Work task: If a line in the listing below contains "Miniconda", return that line.

Data extracts:

PR #199, opened 2022-06-13
Create Miniconda setup script

kgerheiser:
Setting up Miniconda is kind of tedious, so I created this script to automate the download/install/modulefile as described in the [instructions](https://github.com/NOAA-EMC/spack-stack/blob/develop/doc/source/Prerequisites.rst).

Now you just have to run `./bootstrap.sh -p <dir>` and the script will create a standard directory structure, then download Miniconda, install it along with Poetry, etc, and then create a modulefile.


bootstrap/bootstrap.sh
```diff
@@ -0,0 +1,85 @@
...
+############################################################
+# Help                                                     #
+############################################################
+Help()
+{
+   # Display Help
+   echo "Bootstrap spack-stack with Miniconda installation."
+   echo
+   echo "options:"
+   echo "-p     spack-stack installation prefix"
```
climbfuji, line 14: Should we follow the conventions and use `--prefix` instead/in addition?

bootstrap/bootstrap.sh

Response area:
Create Miniconda setup script
Setting up Miniconda is kind of tedious, so I created this script to automate the download/install/modulefile as described in the [instructions](https://github.com/NOAA-EMC/spack-stack/blob/develop/doc/source/Prerequisites.rst).
Now you just have to run `./bootstrap.sh -p <dir>` and the script will create a standard directory structure, then download Miniconda, install it along with Poetry, etc, and then create a modulefile.
+   echo "Bootstrap spack-stack with Miniconda installation."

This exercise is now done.